Exercise prompt: Every entry, from first to last, is to be retyped without any alteration.

Data under study:
Issue #27, opened 2017-03-31
Create an extensible polling solution


spmcbride1201:
Currently, the dash is using a bare-bones solution for polling (setInterval via lifecycle hooks on the parent React component). This works for being able to stand up a handful of visualizations as part of an MVP, but going forward, this application will have to ingest data from a variety of endpoints. More advanced use cases, like actually implementing the admin polling UI controls I've built have a soft dependency on this as well.

While there are alternative callback based approaches to async, I believe that generators are vastly more comprehensible to those new to asynchronous development, leading to more easily maintainable code.

spmcbride1201:
I plan to do this as part of a general refactor of the app to use Jumpstate.

PR #28, opened 2017-03-31
Implement basic Settings Component and fix broken chart

### LINKED ISSUE #10: Create Admin Component
This should initially allow the dashboard to customize the URL and port where metrics.json is being served.

### LINKED ISSUE #19: On Initial Load, Data Transfer graph kbps up and down values are NaN

spmcbride1201:
I've implemented two settings cards on a SettingsGrid component. The button clearing the Redux store is functional, but the settings for adjusting polling settings only dispatch redux actions that do nothing (and are labeled as such). Actually wiring these up are contingent on #27.

I've also made the DataTx chart a bit smarter in its Array.prototype.map helper function. Given that the logic is now a bit more complicated, I added some comments to explain the branching logic.
Resolves #10 
Resolves #19


tilleryd:
LGTM

PR #31, opened 2017-04-03
Refactored store using Jumpstate

### LINKED ISSUE #17: Refactor to use ES7 static property initializers
image

### LINKED ISSUE #27: Create an extensible polling solution

spmcbride1201:
Also cleans up code, wires up settings controls, and implements static property initializers

Resolves #27 
Resolves #17


.vscode/cSpell.json
```diff
@@ -0,0 +1,22 @@
+// cSpell Settings
+{
+    // Version of the setting file.  Always 0.1
```
tilleryd: Hrmm. Comments in the JSON aren't valid.

src/components/Container.js
```diff
@@ -43,12 +39,4 @@ class Container extends Component {
...
 
-Container.propTypes = {
-  fetchMetrics: PropTypes.func.isRequired
-};
-
-function mapDispatchToProps(dispatch) {
-  return bindActionCreators({ fetchMetrics }, dispatch);
-}
-
-export default connect(null, mapDispatchToProps)(Container);
```
tilleryd: Wow, seeing what's removed really demonstrates how JumpState greatly reduces Redux boilerplate.

src/store.js
```diff
@@ -1,14 +1,112 @@
...
+// Stop the interval, change the endpoint, and restart when state.settings.interval is changed while polling is live
+Hook((action, getState) => {
+  if (action.type === 'setInterval' && getState().settings.setMetricsEndpoint) {
+    Actions.stopPolling();
+    Actions.startPolling({
+      endpoint: getState().settings.metricsEndpoint,
+      interval: getState().settings.interval
+    });
+  }
+});
```
tilleryd: I think it's ok for now to have everything in 1 file.  As hooks and effects grow we could move we can move them to their own files.  It doesn't seem like this app will require individual files for each hook or effect so 1 file for hooks and 1 for effects should be fine.

.vscode/cSpell.json
tilleryd: This is the only thing from this review that should be changed.

tilleryd: Actually if this works it isn't a big deal since it's just being used in vsCode.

Written reply:
Issue #27, opened 2017-03-31
Create an extensible polling solution


spmcbride1201:
Currently, the dash is using a bare-bones solution for polling (setInterval via lifecycle hooks on the parent React component). This works for being able to stand up a handful of visualizations as part of an MVP, but going forward, this application will have to ingest data from a variety of endpoints. More advanced use cases, like actually implementing the admin polling UI controls I've built have a soft dependency on this as well.

While there are alternative callback based approaches to async, I believe that generators are vastly more comprehensible to those new to asynchronous development, leading to more easily maintainable code.

spmcbride1201:
I plan to do this as part of a general refactor of the app to use Jumpstate.

PR #28, opened 2017-03-31
Implement basic Settings Component and fix broken chart

### LINKED ISSUE #10: Create Admin Component
This should initially allow the dashboard to customize the URL and port where metrics.json is being served.

### LINKED ISSUE #19: On Initial Load, Data Transfer graph kbps up and down values are NaN

spmcbride1201:
I've implemented two settings cards on a SettingsGrid component. The button clearing the Redux store is functional, but the settings for adjusting polling settings only dispatch redux actions that do nothing (and are labeled as such). Actually wiring these up are contingent on #27.

I've also made the DataTx chart a bit smarter in its Array.prototype.map helper function. Given that the logic is now a bit more complicated, I added some comments to explain the branching logic.
Resolves #10 
Resolves #19


tilleryd:
LGTM

PR #31, opened 2017-04-03
Refactored store using Jumpstate

### LINKED ISSUE #17: Refactor to use ES7 static property initializers
image

### LINKED ISSUE #27: Create an extensible polling solution

spmcbride1201:
Also cleans up code, wires up settings controls, and implements static property initializers

Resolves #27 
Resolves #17


.vscode/cSpell.json
```diff
@@ -0,0 +1,22 @@
+// cSpell Settings
+{
+    // Version of the setting file.  Always 0.1
```
tilleryd: Hrmm. Comments in the JSON aren't valid.

src/components/Container.js
```diff
@@ -43,12 +39,4 @@ class Container extends Component {
...
 
-Container.propTypes = {
-  fetchMetrics: PropTypes.func.isRequired
-};
-
-function mapDispatchToProps(dispatch) {
-  return bindActionCreators({ fetchMetrics }, dispatch);
-}
-
-export default connect(null, mapDispatchToProps)(Container);
```
tilleryd: Wow, seeing what's removed really demonstrates how JumpState greatly reduces Redux boilerplate.

src/store.js
```diff
@@ -1,14 +1,112 @@
...
+// Stop the interval, change the endpoint, and restart when state.settings.interval is changed while polling is live
+Hook((action, getState) => {
+  if (action.type === 'setInterval' && getState().settings.setMetricsEndpoint) {
+    Actions.stopPolling();
+    Actions.startPolling({
+      endpoint: getState().settings.metricsEndpoint,
+      interval: getState().settings.interval
+    });
+  }
+});
```
tilleryd: I think it's ok for now to have everything in 1 file.  As hooks and effects grow we could move we can move them to their own files.  It doesn't seem like this app will require individual files for each hook or effect so 1 file for hooks and 1 for effects should be fine.

.vscode/cSpell.json
tilleryd: This is the only thing from this review that should be changed.

tilleryd: Actually if this works it isn't a big deal since it's just being used in vsCode.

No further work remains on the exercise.